Collected data entries:
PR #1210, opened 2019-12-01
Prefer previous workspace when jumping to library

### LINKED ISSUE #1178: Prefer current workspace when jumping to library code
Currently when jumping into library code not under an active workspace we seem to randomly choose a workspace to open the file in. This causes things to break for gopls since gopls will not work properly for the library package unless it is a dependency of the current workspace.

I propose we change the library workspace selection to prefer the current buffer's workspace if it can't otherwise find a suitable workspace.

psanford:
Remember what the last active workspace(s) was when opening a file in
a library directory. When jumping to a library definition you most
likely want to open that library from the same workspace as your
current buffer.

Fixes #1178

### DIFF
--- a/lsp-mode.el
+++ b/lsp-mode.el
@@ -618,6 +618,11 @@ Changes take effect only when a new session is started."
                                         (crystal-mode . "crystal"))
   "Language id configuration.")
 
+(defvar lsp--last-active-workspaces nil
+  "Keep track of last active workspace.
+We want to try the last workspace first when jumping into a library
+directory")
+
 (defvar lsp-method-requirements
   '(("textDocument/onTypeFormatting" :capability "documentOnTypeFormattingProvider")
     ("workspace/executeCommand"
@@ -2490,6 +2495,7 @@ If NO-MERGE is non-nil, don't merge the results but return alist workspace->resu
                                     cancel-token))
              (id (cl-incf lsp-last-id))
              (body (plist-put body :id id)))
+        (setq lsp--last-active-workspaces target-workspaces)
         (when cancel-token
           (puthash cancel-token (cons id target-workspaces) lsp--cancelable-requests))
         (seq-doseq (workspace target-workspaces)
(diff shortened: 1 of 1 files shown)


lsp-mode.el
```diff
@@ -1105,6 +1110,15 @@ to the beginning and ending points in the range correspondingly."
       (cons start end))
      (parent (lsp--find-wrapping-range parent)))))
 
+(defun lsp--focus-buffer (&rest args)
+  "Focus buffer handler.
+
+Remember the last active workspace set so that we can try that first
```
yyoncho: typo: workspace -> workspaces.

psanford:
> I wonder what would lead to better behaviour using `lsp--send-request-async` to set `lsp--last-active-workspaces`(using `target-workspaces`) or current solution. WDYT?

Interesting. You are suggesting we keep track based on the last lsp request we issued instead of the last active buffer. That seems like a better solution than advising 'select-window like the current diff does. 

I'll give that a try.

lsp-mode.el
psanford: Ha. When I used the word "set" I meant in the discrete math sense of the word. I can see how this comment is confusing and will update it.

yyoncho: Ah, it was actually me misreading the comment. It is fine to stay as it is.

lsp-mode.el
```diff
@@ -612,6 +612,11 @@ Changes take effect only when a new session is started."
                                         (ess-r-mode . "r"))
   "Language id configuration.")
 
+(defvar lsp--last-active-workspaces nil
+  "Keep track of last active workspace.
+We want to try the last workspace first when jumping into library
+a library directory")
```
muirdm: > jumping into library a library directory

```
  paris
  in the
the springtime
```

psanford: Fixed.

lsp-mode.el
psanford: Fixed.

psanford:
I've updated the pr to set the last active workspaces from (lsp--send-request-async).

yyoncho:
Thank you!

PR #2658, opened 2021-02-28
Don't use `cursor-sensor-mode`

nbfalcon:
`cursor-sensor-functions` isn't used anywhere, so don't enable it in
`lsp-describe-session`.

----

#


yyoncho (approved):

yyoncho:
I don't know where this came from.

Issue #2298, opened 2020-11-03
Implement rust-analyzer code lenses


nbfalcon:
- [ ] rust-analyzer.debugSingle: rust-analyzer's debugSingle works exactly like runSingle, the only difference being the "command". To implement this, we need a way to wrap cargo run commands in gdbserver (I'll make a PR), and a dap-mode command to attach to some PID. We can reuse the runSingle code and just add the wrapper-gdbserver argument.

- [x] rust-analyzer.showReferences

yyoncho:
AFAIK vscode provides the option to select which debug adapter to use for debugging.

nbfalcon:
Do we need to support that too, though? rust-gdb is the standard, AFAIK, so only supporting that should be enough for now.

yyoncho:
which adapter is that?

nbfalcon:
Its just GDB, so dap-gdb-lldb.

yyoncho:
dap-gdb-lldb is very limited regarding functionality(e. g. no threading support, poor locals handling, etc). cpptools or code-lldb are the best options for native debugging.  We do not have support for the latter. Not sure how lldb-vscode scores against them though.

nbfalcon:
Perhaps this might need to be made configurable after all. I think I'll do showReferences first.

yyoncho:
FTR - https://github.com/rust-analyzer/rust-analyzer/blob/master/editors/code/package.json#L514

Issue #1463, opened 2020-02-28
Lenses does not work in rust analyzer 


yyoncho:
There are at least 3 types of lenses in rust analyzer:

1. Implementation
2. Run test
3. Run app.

...

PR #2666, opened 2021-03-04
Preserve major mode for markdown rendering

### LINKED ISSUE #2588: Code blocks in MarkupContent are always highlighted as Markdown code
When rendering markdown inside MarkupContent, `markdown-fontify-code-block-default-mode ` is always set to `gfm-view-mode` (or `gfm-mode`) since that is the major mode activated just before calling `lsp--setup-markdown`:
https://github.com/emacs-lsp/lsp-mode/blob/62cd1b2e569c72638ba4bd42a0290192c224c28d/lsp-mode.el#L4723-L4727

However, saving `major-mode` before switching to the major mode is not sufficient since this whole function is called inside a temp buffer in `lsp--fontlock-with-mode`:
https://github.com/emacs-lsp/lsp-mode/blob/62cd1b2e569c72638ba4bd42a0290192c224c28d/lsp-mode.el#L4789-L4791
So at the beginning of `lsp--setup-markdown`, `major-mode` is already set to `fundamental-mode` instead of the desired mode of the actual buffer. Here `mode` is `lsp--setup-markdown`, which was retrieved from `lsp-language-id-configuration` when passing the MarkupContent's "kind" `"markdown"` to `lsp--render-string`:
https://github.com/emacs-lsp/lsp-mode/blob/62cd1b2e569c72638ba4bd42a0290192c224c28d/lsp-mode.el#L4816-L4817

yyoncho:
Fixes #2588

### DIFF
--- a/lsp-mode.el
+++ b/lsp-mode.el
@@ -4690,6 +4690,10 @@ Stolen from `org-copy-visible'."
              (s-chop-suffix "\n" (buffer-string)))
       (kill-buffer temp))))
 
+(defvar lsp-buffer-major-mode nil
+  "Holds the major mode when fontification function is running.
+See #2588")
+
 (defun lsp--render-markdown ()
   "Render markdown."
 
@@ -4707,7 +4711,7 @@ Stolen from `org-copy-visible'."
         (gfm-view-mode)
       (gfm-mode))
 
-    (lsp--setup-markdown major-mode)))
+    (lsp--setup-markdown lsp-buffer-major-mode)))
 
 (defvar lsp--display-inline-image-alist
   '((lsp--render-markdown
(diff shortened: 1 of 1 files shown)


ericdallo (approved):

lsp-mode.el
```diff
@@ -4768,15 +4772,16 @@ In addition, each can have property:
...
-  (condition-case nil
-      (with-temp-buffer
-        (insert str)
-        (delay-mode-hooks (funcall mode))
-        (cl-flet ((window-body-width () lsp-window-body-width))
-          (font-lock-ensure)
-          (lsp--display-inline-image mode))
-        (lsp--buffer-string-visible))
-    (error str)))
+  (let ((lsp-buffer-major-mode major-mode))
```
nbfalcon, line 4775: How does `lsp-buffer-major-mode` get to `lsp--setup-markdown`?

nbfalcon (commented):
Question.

§ **WORK ORDER**
Retype, exactly and in full, the lines above from the one containing "Issue #1463, opened 2020-02-28" through the one containing "3. Run app.".

§ **WRITTEN SOLUTION**
Issue #1463, opened 2020-02-28
Lenses does not work in rust analyzer 


yyoncho:
There are at least 3 types of lenses in rust analyzer:

1. Implementation
2. Run test
3. Run app.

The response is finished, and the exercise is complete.